WHAT TO DO:
Once the data has been read, print it back in full, exactly.

[Saved data entries]

··········

PR #660, opened 2021-03-27
Bulletproof prime() to prevent 049 pod fault when incorrectly invoked

itsmojo:
Rework Pod Settings UI logic to prevent new pod flow with a faulted pod
Always invoke finalizeDoses() after the initial basal has been set
Rename PodState unfinishedPairing var to more appropriate unfinishedSetup
Remove unused and unneeded PodProgressState unfinishedPairing var

### DIFF
--- a/OmniKit/PumpManager/PodState.swift
+++ b/OmniKit/PumpManager/PodState.swift
@@ -115,7 +115,7 @@ public struct PodState: RawRepresentable, Equatable, CustomDebugStringConvertibl
         self.insulinType = insulinType
     }
     
-    public var unfinishedPairing: Bool {
+    public var unfinishedSetup: Bool {
         return setupProgress != .completed
     }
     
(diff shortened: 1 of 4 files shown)


OmniKit/PumpManager/PodState.swift
```diff
@@ -21,6 +21,10 @@ public enum SetupProgress: Int {
     case completed
     case activationTimeout
     case podIncompatible
+
+    public var primingNeverAttempted: Bool {
```
ps2, line 25: nit: maybe `primingNotStarted`; if we attempt a prime, but the pod doesn't hear it, this will still return true, even though we did attempt.

ps2 (approved):

OmniKit/PumpManager/PodState.swift
itsmojo: The `primingNeverAttempted` variable works as its name indicates and it is indeed the desired behavior. It will be false after setupProgress is set to `.startingPrime` immediately before attempting a prime bolus (independent of whether or not the pod actually hears it). Once priming is attempted, Loop should never send a FaultConfig command to this pod since the one time FaultConfig command has already been successfully completed and doing it again risks an 049 pod fault if the pod had heard the priming bolus attempt.

Issue #661, opened 2021-04-20
Continual "Pod already Primed" errors and other problems after quickly cancelling a Pair operation


itsmojo:
A user reports:
_________
Initially I made a user error when I clicked to prime my pod before I added insulin. I immediately realized and hit cancel realizing my mistake. (Not sure if this contributes to the error that occurred or just a fluke).

I added insulin to activate pod and proceeded by clicking prime.

As the pod was priming, my phone received the error message that I had lost connectivity and to move devices closer (everything was sitting next to each other though). Even with message, the pod kept priming. When it finished priming I canceled the “move pod closer” error message and it sent me back to this screen I captured when I tried to proceed.

The only option on this error screen was to prime (but when I clicked this it said my pod was already primed) or cancel and deactivate.

Without another option I swiped app off and immediately back on, and it let me proceed, recognized I had primed, and let me insert the cannula.
__

*** When asked if the app popped up a menu with a deactivate choice or if it went back to the previous view after the Cancel button was originally pressed, the user replied:

I don’t believe it originally took me back to the deactivate choice, but I’m not positive what screen it did take me too - I think it was just the initial pod filling screen.

_________

Here's the "Pod already Primed." screen at 4:08 local time:
[Sara_Goya_Pod_Pairing_Issue](https://user-images.githubusercontent.com/23020111/115180995-c28f4680-a08b-11eb-8b23-fe8762b151e8.jpg)

Here's the Loop Report:
[Loop-Report-2021-04-13-161605-0700.md](https://github.com/ps2/rileylink_ios/files/6333215/Loop-Report-2021-04-13-161605-0700.md)

Here's the relevant portion of the Omnipod messages with some formatting and commenting:

2021-04-13 23:06:52 noPod    send    ffffffff 0006 07041f050cb481d0 // AssignAddress no response (out of range?)
2021-04-13 23:07:02 noPod    send    ffffffff 0006 07041f050cb481d0
2021-04-13 23:07:10 noPod    receive ffffffff 0417 01150209000209000201000112120027adde9c1f050cb4037d // RSSI=$1c = 28 (too low for RSSI check)
2021-04-13 23:07:11 noPod    send    ffffffff 0006 07041f050cb481d0 // Loop retry on low RSSI value
2021-04-13 23:07:12 noPod    receive ffffffff 0417 01150209000209000202000112120027addea01f050cb48188 // RSSI=$20 = 21 (OK for Loop to proceed w/ pairing)
[...]

PR #662, opened 2021-04-20
Fix issue #661 "Pod already primed" and other errors after a cancel

itsmojo:
+ Change needsPairing() to return a simple Bool as warnings not handled
+ Rework needsPairing() to properly handle an already priming pod
+ Rename configureAndPrimeSession() to primeSession() to match reality
+ Remove unused OmnipodPumpManagerError enum types
+ Rework PodComms to prevent ever moving setupProgress backwards
+ Create new setupProgress.isPaired var & .podPaired for improved clarity

### DIFF
--- a/OmniKit/PumpManager/OmnipodPumpManager.swift
+++ b/OmniKit/PumpManager/OmnipodPumpManager.swift
@@ -27,8 +27,6 @@ public protocol PodStateObserver: class {
 public enum OmnipodPumpManagerError: Error {
     case noPodPaired
     case podAlreadyPaired
-    case podAlreadyPrimed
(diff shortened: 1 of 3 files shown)


ps2:
Can you describe the user facing issue here? I.e. what problem does this solve?

itsmojo:
As detailed in https://github.com/ps2/rileylink_ios/issues/661, this PR solves the user problem where Loop gets into a state where Loop will continually print "Pod already Primed" each time the Prime button is pushed with no way to complete the pod startup operation (w/o restarting Loop) which can occur whenever a user quickly cancels a Prime operation.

··········

RESPONSE FOR THIS EXERCISE:
PR #660, opened 2021-03-27
Bulletproof prime() to prevent 049 pod fault when incorrectly invoked

itsmojo:
Rework Pod Settings UI logic to prevent new pod flow with a faulted pod
Always invoke finalizeDoses() after the initial basal has been set
Rename PodState unfinishedPairing var to more appropriate unfinishedSetup
Remove unused and unneeded PodProgressState unfinishedPairing var

### DIFF
--- a/OmniKit/PumpManager/PodState.swift
+++ b/OmniKit/PumpManager/PodState.swift
@@ -115,7 +115,7 @@ public struct PodState: RawRepresentable, Equatable, CustomDebugStringConvertibl
         self.insulinType = insulinType
     }
     
-    public var unfinishedPairing: Bool {
+    public var unfinishedSetup: Bool {
         return setupProgress != .completed
     }
     
(diff shortened: 1 of 4 files shown)


OmniKit/PumpManager/PodState.swift
```diff
@@ -21,6 +21,10 @@ public enum SetupProgress: Int {
     case completed
     case activationTimeout
     case podIncompatible
+
+    public var primingNeverAttempted: Bool {
```
ps2, line 25: nit: maybe `primingNotStarted`; if we attempt a prime, but the pod doesn't hear it, this will still return true, even though we did attempt.

ps2 (approved):

OmniKit/PumpManager/PodState.swift
itsmojo: The `primingNeverAttempted` variable works as its name indicates and it is indeed the desired behavior. It will be false after setupProgress is set to `.startingPrime` immediately before attempting a prime bolus (independent of whether or not the pod actually hears it). Once priming is attempted, Loop should never send a FaultConfig command to this pod since the one time FaultConfig command has already been successfully completed and doing it again risks an 049 pod fault if the pod had heard the priming bolus attempt.

Issue #661, opened 2021-04-20
Continual "Pod already Primed" errors and other problems after quickly cancelling a Pair operation


itsmojo:
A user reports:
_________
Initially I made a user error when I clicked to prime my pod before I added insulin. I immediately realized and hit cancel realizing my mistake. (Not sure if this contributes to the error that occurred or just a fluke).

I added insulin to activate pod and proceeded by clicking prime.

As the pod was priming, my phone received the error message that I had lost connectivity and to move devices closer (everything was sitting next to each other though). Even with message, the pod kept priming. When it finished priming I canceled the “move pod closer” error message and it sent me back to this screen I captured when I tried to proceed.

The only option on this error screen was to prime (but when I clicked this it said my pod was already primed) or cancel and deactivate.

Without another option I swiped app off and immediately back on, and it let me proceed, recognized I had primed, and let me insert the cannula.
__

*** When asked if the app popped up a menu with a deactivate choice or if it went back to the previous view after the Cancel button was originally pressed, the user replied:

I don’t believe it originally took me back to the deactivate choice, but I’m not positive what screen it did take me too - I think it was just the initial pod filling screen.

_________

Here's the "Pod already Primed." screen at 4:08 local time:
[Sara_Goya_Pod_Pairing_Issue](https://user-images.githubusercontent.com/23020111/115180995-c28f4680-a08b-11eb-8b23-fe8762b151e8.jpg)

Here's the Loop Report:
[Loop-Report-2021-04-13-161605-0700.md](https://github.com/ps2/rileylink_ios/files/6333215/Loop-Report-2021-04-13-161605-0700.md)

Here's the relevant portion of the Omnipod messages with some formatting and commenting:

2021-04-13 23:06:52 noPod    send    ffffffff 0006 07041f050cb481d0 // AssignAddress no response (out of range?)
2021-04-13 23:07:02 noPod    send    ffffffff 0006 07041f050cb481d0
2021-04-13 23:07:10 noPod    receive ffffffff 0417 01150209000209000201000112120027adde9c1f050cb4037d // RSSI=$1c = 28 (too low for RSSI check)
2021-04-13 23:07:11 noPod    send    ffffffff 0006 07041f050cb481d0 // Loop retry on low RSSI value
2021-04-13 23:07:12 noPod    receive ffffffff 0417 01150209000209000202000112120027addea01f050cb48188 // RSSI=$20 = 21 (OK for Loop to proceed w/ pairing)
[...]

PR #662, opened 2021-04-20
Fix issue #661 "Pod already primed" and other errors after a cancel

itsmojo:
+ Change needsPairing() to return a simple Bool as warnings not handled
+ Rework needsPairing() to properly handle an already priming pod
+ Rename configureAndPrimeSession() to primeSession() to match reality
+ Remove unused OmnipodPumpManagerError enum types
+ Rework PodComms to prevent ever moving setupProgress backwards
+ Create new setupProgress.isPaired var & .podPaired for improved clarity

### DIFF
--- a/OmniKit/PumpManager/OmnipodPumpManager.swift
+++ b/OmniKit/PumpManager/OmnipodPumpManager.swift
@@ -27,8 +27,6 @@ public protocol PodStateObserver: class {
 public enum OmnipodPumpManagerError: Error {
     case noPodPaired
     case podAlreadyPaired
-    case podAlreadyPrimed
(diff shortened: 1 of 3 files shown)


ps2:
Can you describe the user facing issue here? I.e. what problem does this solve?

itsmojo:
As detailed in https://github.com/ps2/rileylink_ios/issues/661, this PR solves the user problem where Loop gets into a state where Loop will continually print "Pod already Primed" each time the Prime button is pushed with no way to complete the pod startup operation (w/o restarting Loop) which can occur whenever a user quickly cancels a Prime operation.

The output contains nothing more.